PR #1086, opened 2015-02-18
p2p: rlpx transport

subtly:
Request to review what the code does.
Known: PeerHandshake needs to be classy moved into an implementation file.


libdevcrypto/Common.cpp
```diff
@@ -82,6 +82,22 @@ bool dev::decrypt(Secret const& _k, bytesConstRef _cipher, bytes& o_plaintext)
 	return true;
 }
 
+void dev::encryptECIES(Public const& _k, bytesConstRef _plain, bytes& o_cipher)
```
chriseth: Why not return `bytes`?

subtly: Because decrypt does not return bytes.

libdevcrypto/Common.h
```diff
@@ -96,6 +96,21 @@ void encryptSym(Secret const& _k, bytesConstRef _plain, bytes& o_cipher);
...
+void encryptECIES(Public const& _k, bytesConstRef _plain, bytes& o_cipher);
+	
+/// Decrypt payload using ECIES standard with AES-CTR. TODO: move into class.
+bool decryptECIES(Secret const& _k, bytesConstRef _cipher, bytes& o_plaintext);
+	
+/// Encrypts payload with random IV using AES-CTR. TODO: prefix IV.
+h128 encryptSymNoAuth(Secret const& _k, bytesConstRef _plain, bytes& o_cipher);
+
+/// Encrypts payload with specified IV using AES-CTR TODO: prefix IV.
+h128 encryptSymNoAuth(Secret const& _k, bytesConstRef _plain, bytes& o_cipher, h128 const& _iv);
```
chriseth: Provide default argument instead of having two implementations?

libdevcrypto/Common.cpp
```diff
@@ -94,6 +110,54 @@ bool dev::decryptSym(Secret const& _k, bytesConstRef _cipher, bytes& o_plain)
...
+	const int c_aesKeyLen = 16;
+	SecByteBlock key(_k.data(), c_aesKeyLen);
+	try
+	{
+		CTR_Mode<AES>::Encryption e;
+		e.SetKeyWithIV(key, key.size(), _iv.data());
+		e.ProcessData(o_cipher.data(), _plain.data(), _plain.size());
+		return _iv;
+	}
+	catch(CryptoPP::Exception& e)
```
chriseth: space.

libdevcrypto/Common.cpp
```diff
@@ -94,6 +110,54 @@ bool dev::decryptSym(Secret const& _k, bytesConstRef _cipher, bytes& o_plain)
...
 
+h128 dev::encryptSymNoAuth(Secret const& _k, bytesConstRef _plain, bytes& o_cipher)
+{
+	h128 iv(Nonce::get());
+	return encryptSymNoAuth(_k, _plain, o_cipher, iv);
+}
+
+h128 dev::encryptSymNoAuth(Secret const& _k, bytesConstRef _plain, bytes& o_cipher, h128 const& _iv)
+{
+	o_cipher.resize(_plain.size());
```
chriseth: Size cannot change due to encryption?

libdevcrypto/Common.cpp
```diff
@@ -94,6 +110,54 @@ bool dev::decryptSym(Secret const& _k, bytesConstRef _cipher, bytes& o_plain)
...
+	const size_t c_aesKeyLen = 16;
+	SecByteBlock key(_k.data(), c_aesKeyLen);
+	try
+	{
+		CTR_Mode<AES>::Decryption d;
+		d.SetKeyWithIV(key, key.size(), _iv.data());
+		d.ProcessData(o_plaintext.data(), _cipher.data(), _cipher.size());
+		return true;
+	}
+	catch(CryptoPP::Exception& e)
```
chriseth: same as above

libdevcrypto/CryptoPP.cpp
```diff
@@ -31,6 +32,124 @@ static_assert(dev::Secret::size == 32, "Secret key must be 32 bytes.");
 static_assert(dev::Public::size == 64, "Public key must be 64 bytes.");
 static_assert(dev::Signature::size == 65, "Signature must be 65 bytes.");
 
+bytes Secp256k1::eciesKDF(Secret _z, bytes _s1, unsigned kdByteLen)
+{
+	// interop w/go ecies implementation
+	
+	// for sha3, blocksize is 136 bytes
+	// for sha256, blocksize is 64 bytes
+	auto reps = ((kdByteLen + 7) * 8) / (64 * 8);
```
chriseth: Formula seems strange. What does it do exactly?

libdevcrypto/CryptoPP.cpp
```diff
@@ -31,6 +32,124 @@ static_assert(dev::Secret::size == 32, "Secret key must be 32 bytes.");
...
+	bytes ctr({0, 0, 0, 1});
+	bytes k;
+	CryptoPP::SHA256 ctx;
+	for (unsigned i = 0; i <= reps; i++)
```
chriseth: Sure about `<=`?

libdevcrypto/CryptoPP.cpp
```diff
@@ -31,6 +32,124 @@ static_assert(dev::Secret::size == 32, "Secret key must be 32 bytes.");
...
+		ctx.Update(_s1.data(), _s1.size());
+		// append hash to k
+		bytes digest(32);
+		ctx.Final(digest.data());
+		ctx.Restart();
+		
+		k.reserve(k.size() + h256::size);
+		move(digest.begin(), digest.end(), back_inserter(k));
+		
+		if (ctr[3]++ && ctr[3] != 0) {
```
chriseth: Braces.

chriseth: Is that a manual increment of a four-byte integer?
If yes, I would consider `ctr` being a real integer combined with `eth::toBigEndian()` where it is needed as a byte array safer and more readable.

libdevcrypto/CryptoPP.cpp
```diff
@@ -31,6 +32,124 @@ static_assert(dev::Secret::size == 32, "Secret key must be 32 bytes.");
...
+	ecdh::agree(r.sec(), _k, z);
+	auto key = eciesKDF(z, bytes(), 512);
+	bytesConstRef eKey = bytesConstRef(&key).cropped(0, 32);
+	bytesRef mKey = bytesRef(&key).cropped(32, 32);
+	CryptoPP::SHA256 ctx;
+	ctx.Update(mKey.data(), mKey.size());
+	ctx.Final(mKey.data());
+	
+	bytes cipherText;
+	encryptSymNoAuth(*(Secret*)eKey.data(), bytesConstRef(&io_cipher), cipherText, h128());
```
chriseth: There is a safe constructor for `Secret` you could use. Note that it involves the incredible copy of 32 bytes (unless the compiler optimizes that away).

libdevcrypto/CryptoPP.cpp
```diff
@@ -31,6 +32,124 @@ static_assert(dev::Secret::size == 32, "Secret key must be 32 bytes.");
...
+	if (!cipherText.size())
```
chriseth: `.empty()`?

libdevcrypto/CryptoPP.cpp
```diff
@@ -31,6 +32,124 @@ static_assert(dev::Secret::size == 32, "Secret key must be 32 bytes.");
...
+	
+	if (io_text.size() < (1 + Public::size + h128::size + 1 + h256::size))
+		// invalid message: length
+		return false;
+
+	h256 z;
+	ecdh::agree(_k, *(Public*)(io_text.data()+1), z);
+	auto key = eciesKDF(z, bytes(), 64);
+	bytesConstRef eKey = bytesConstRef(&key).cropped(0, 32);
+	bytesRef mKeyMaterial = bytesRef(&key).cropped(16, 16);
```
chriseth: `eKey` and `mKeyMaterial` overlap?

libdevcrypto/Common.h
subtly: In this case a default argument is somewhat dangerous and a ref is needed rather than a copy.

libdevcrypto/Common.cpp
subtly: Not for AES. And it's also possible that _plain.data() == o_cipher.data().
The IV is external because it's only communicated for the first block. This is why both methods return the IV -- in CTR the IV is the counter and is incremented for every block. With ECIES we include the IV in the stream but for the framing protocol we don't because the IV is assumed on both sides to be zero.

libdevcrypto/CryptoPP.cpp
subtly: Pretty sure this is a silly way of rounding. Fortunately there are unit tests with vectors from go :)

libdevcrypto/CryptoPP.cpp
subtly: Yes. We need it to run at least once... reps could be 0. This is based on go interop which is supposed to be according to standard. That is still to-be-determined.

libdevcrypto/CryptoPP.cpp
subtly: Same as others -- from go implementation. I'm up for refactoring after we both have test vectors for each step of these methods. (And we've got OpenSSL which might implement this algorithm for us)

libdevcrypto/CryptoPP.cpp
subtly: Petition for FixedHashConstRef, h256ConstRef, and h128ConstRef, h256Ref, h128Ref, etc?
Style: Just not going to copy key material. Also: encryptSymNoAuth will likely take h128 and h256 instead of Secret. Still will use *(h128*) so as to not copy key material.

libdevcrypto/CryptoPP.cpp
chriseth: Then at least remove the braces :-)

libp2p/Host.cpp
```diff
@@ -337,7 +338,8 @@ void Host::runAcceptor()
 				{
 					// doHandshake takes ownersihp of *s via std::move
 					// incoming connection; we don't yet know nodeid
-					doHandshake(s, NodeId());
+					auto handshake = make_shared<PeerHandshake>(this, s);
```
chriseth: Why not just
```
PeerHandshake(this, s).start();
```

libp2p/Host.cpp
```diff
@@ -351,15 +353,18 @@ void Host::runAcceptor()
...
-				boost::system::error_code ec;
-				s->shutdown(boost::asio::ip::tcp::socket::shutdown_both, ec);
-				s->close();
+				if (s->is_open())
+				{
+					boost::system::error_code ec;
+					s->shutdown(boost::asio::ip::tcp::socket::shutdown_both, ec);
+					s->close();
+				}
+				delete s;
```
chriseth: Closing my eyes here again.

libp2p/Host.h
```diff
@@ -236,5 +231,71 @@ class Host: public Worker
...
+	Secret encryptK;
+	Secret macK;
+	h256 egressMac;
+	h256 ingressMac;
+	
+	bytes magicCipherAndMac;
+	bytes recvdMagicCipherAndMac;
+};
+
+struct PeerHandshake: public std::enable_shared_from_this<PeerHandshake>
```
chriseth: Serious violation of coding standards. Please change this to a class and prefix its members with `m_`.

libp2p/Host.h
```diff
@@ -62,24 +63,21 @@ class HostNodeTableHandler: public NodeTableEventHandler
 
 	Host& m_host;
 };
-
+
```
chriseth: whitespace

libp2p/Host.cpp
```diff
@@ -367,22 +372,233 @@ void Host::runAcceptor()
...
+	{
+		nextState = AckAuth;
+		
+		clog(NetConnect) << "Authenticating connection for " << socket->remote_endpoint();
+		
+		if (originated)
+		{
+			clog(NetConnect) << "devp2p.connect.egress sending auth";
+			// egress: tx auth
+			asserts((bool)remote);
```
chriseth: If I understand this correctly, `remote` is a `h512` then you don't really want a c-style cast to `bool` here. If you must, try double negation.

libp2p/Host.cpp
```diff
@@ -367,22 +372,233 @@ void Host::runAcceptor()
...
+			{
+				transition(ec);
+			});
+		}
+		else
+		{
+			clog(NetConnect) << "devp2p.connect.ingress recving auth";
+			// ingress: rx auth
+			authCipher.resize(321);
+			ba::async_read(*socket, ba::buffer(authCipher, 321), [this, self](boost::system::error_code ec, std::size_t)
```
chriseth: Do I understand it correctly that `safe` is a Münchhausen-variable, i.e. it keeps `this` alive as long as the async callback is present?

libp2p/Host.cpp
```diff
@@ -367,22 +372,233 @@ void Host::runAcceptor()
...
+			});
+		}
+	}
+	else if (nextState == Authenticating)
+	{
+		if (originated)
+			clog(NetConnect) << "devp2p.connect.egress sending magic sequence";
+		else
+			clog(NetConnect) << "devp2p.connect.ingress sending magic sequence";
+		PeerSecrets* k = new PeerSecrets;
```
chriseth: Leaks memory on exception.

libp2p/Host.cpp
```diff
@@ -367,22 +372,233 @@ void Host::runAcceptor()
...
+		bytes keyMaterialBytes(512);
+		bytesRef keyMaterial(&keyMaterialBytes);
+
+		ecdhe.agree(remoteEphemeral, ess);
+		ess.ref().copyTo(keyMaterial.cropped(0, h256::size));
+		ss.ref().copyTo(keyMaterial.cropped(h256::size, h256::size));
+		//		auto token = sha3(ssA);
```
chriseth: remove?

libp2p/Host.h
```diff
@@ -62,24 +63,21 @@ class HostNodeTableHandler: public NodeTableEventHandler
...
  * @todo determinePublic: ipv6, udp
  * @todo handle conflict if addNode/requireNode called and Node already exists w/conflicting tcp or udp port
- * @todo write host identifier to disk w/nodes
  * @todo per-session keepalive/ping instead of broadcast; set ping-timeout via median-latency
- * @todo configuration-management (NetworkPrefs+Keys+Topology)
  */
 class Host: public Worker
 {
 	friend class HostNodeTableHandler;
+	friend struct PeerHandshake;
```
chriseth: `Host` is a really social class.

libp2p/Host.h
```diff
@@ -236,5 +231,71 @@ class Host: public Worker
...
+	enum State
+	{
+		Error = -1,
+		New,				// New->AckAuth				[egress: tx auth, ingress: rx auth]
+		AckAuth,			// AckAuth->Authenticating	[egress: rx ack, ingress: tx ack]
+		Authenticating,	// Authenticating			[tx caps, rx caps, authenticate]
+	};
+
+	/// Handshake for ingress connection. Takes ownership of socket.
+	PeerHandshake(Host* _host, bi::tcp::socket* _socket): host(_host), socket(std::move(_socket)), originated(false) { crypto::Nonce::get().ref().copyTo(nonce.ref()); }
```
chriseth: Do you really mean to `move` a pointer?

libp2p/Peer.h
```diff
@@ -29,7 +29,7 @@ namespace dev
 
 namespace p2p
 {
-
+
```
chriseth: whitespace

libp2p/Host.cpp
subtly: Promising again, that I'll move this socket into it's own safe and secure class which follows RAII.

libp2p/Host.h
subtly: Also moving this into implementation files.

libp2p/Host.cpp
subtly: safe or self?  Yes to the latter.
Can variables have a psychological disorder?

libdevcrypto/CryptoPP.cpp
```diff
@@ -19,8 +19,9 @@
  * @date 2014
  */
 
-#include "CryptoPP.h"
 #include <libdevcore/Guards.h>
+#include "ECDHE.h"
+#include "CryptoPP.h"
```
chriseth: Own header should be first.

libdevcrypto/CryptoPP.cpp
```diff
@@ -31,6 +32,125 @@ static_assert(dev::Secret::size == 32, "Secret key must be 32 bytes.");
...
+		ctx.Update(_s1.data(), _s1.size());
+		// append hash to k
+		bytes digest(32);
+		ctx.Final(digest.data());
+		ctx.Restart();
+		
+		k.reserve(k.size() + h256::size);
+		move(digest.begin(), digest.end(), back_inserter(k));
+		
+		if (ctr[3]++ && ctr[3] != 0)
```
chriseth: These two checks seem really wrong. It could be something like
`ctr[3]++ || ctr[2]++ || ctr[1] ++ || ctr[0]++;`

libp2p/Host.cpp
```diff
@@ -469,8 +465,8 @@ void Host::connect(std::shared_ptr<Peer> const& _p)
 	}
 
 	clog(NetConnect) << "Attempting connection to node" << _p->id.abridged() << "@" << _p->peerEndpoint() << "from" << id().abridged();
-	bi::tcp::socket* s = new bi::tcp::socket(m_ioService);
-	s->async_connect(_p->peerEndpoint(), [=](boost::system::error_code const& ec)
+	auto socket = make_shared<RLPXSocket>(new bi::tcp::socket(m_ioService));
```
chriseth: Why do you create a `bi::tcp::socket` on the heap just to move it into `RLPXSocket` in the next instant?

libp2p/Host.cpp
```diff
@@ -538,26 +533,30 @@ void Host::run(boost::system::error_code const&)
...
+		m_connecting.remove_if([](std::weak_ptr<RLPXHandshake> h){ return h.lock(); });
+	}
+	
 	for (auto p: m_sessions)
 		if (auto pp = p.second.lock())
 			pp->serviceNodesRequest();
 
 	keepAlivePeers();
-	disconnectLatePeers();
+//	disconnectLatePeers();
```
chriseth: Commented out

libp2p/Host.h
```diff
@@ -48,7 +50,7 @@ namespace dev
 
 namespace p2p
 {
-
+
```
chriseth: Space

libp2p/Session.cpp
```diff
@@ -356,52 +278,39 @@ void Session::ping()
...
 
-	if (!checkPacket(bytesConstRef(&_msg)))
+	bytesConstRef msg(&_msg);
+	if (!checkPacket(msg))
 		clogS(NetWarn) << "INVALID PACKET CONSTRUCTED!";
 
 	if (!m_socket.is_open())
 		return;
-
+
```
chriseth: space

libp2p/Session.cpp
```diff
@@ -356,52 +278,39 @@ void Session::ping()
...
-
 void Session::send(bytes&& _msg)
 {
-	clogS(NetLeft) << RLP(bytesConstRef(&_msg).cropped(8));
+	clogS(NetLeft) << RLP(bytesConstRef(&_msg).cropped(1));
 
-	if (!checkPacket(bytesConstRef(&_msg)))
+	bytesConstRef msg(&_msg);
+	if (!checkPacket(msg))
 		clogS(NetWarn) << "INVALID PACKET CONSTRUCTED!";
```
chriseth: Is it still sent?

libp2p/Session.cpp
```diff
@@ -484,95 +394,88 @@ void Session::disconnect(DisconnectReason _reason)
...
+			if (!m_io->authAndDecryptHeader(header))
+			{
+				clog(NetWarn) << "header decrypt failed";
+				drop(BadProtocol); // todo: better error
+				return;
+			}
+
+			/// check frame size
+			uint32_t frameSize = (m_data[0] * 256 + m_data[1]) * 256 + m_data[2];
+			if (frameSize > 16777216)
```
chriseth: `1 << 24`?

libdevcrypto/CryptoPP.cpp
subtly: Not fixing this until Gav confirms the change in coding standards. This is the same header format for every header created < 2015.

libp2p/Host.cpp
subtly: I don't wish to optimize this at this time (would add even more to commit). I've been asked to make changes small.

libdevcrypto/CryptoPP.cpp
subtly: If it is wrong, it is wrong in Go and correcting would break interoperability. Therefore a separate issue must be created for this particular problem. (Hopefully they'll catch it in audit of go code)

libp2p/Session.cpp
subtly: Yes. The logic is unchanged -- log to NetWarn and let packet through.

libdevcrypto/CryptoPP.cpp
gavofyork: Confirmed. It was notionally altered around May 2014.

§ **THE PROBLEM**: Wherever the string "mKeyMaterial" occurs in the listing, return the line it sits on.

§ **REPLY TO THE TASK**:
+	bytesRef mKeyMaterial = bytesRef(&key).cropped(16, 16);
chriseth: `eKey` and `mKeyMaterial` overlap?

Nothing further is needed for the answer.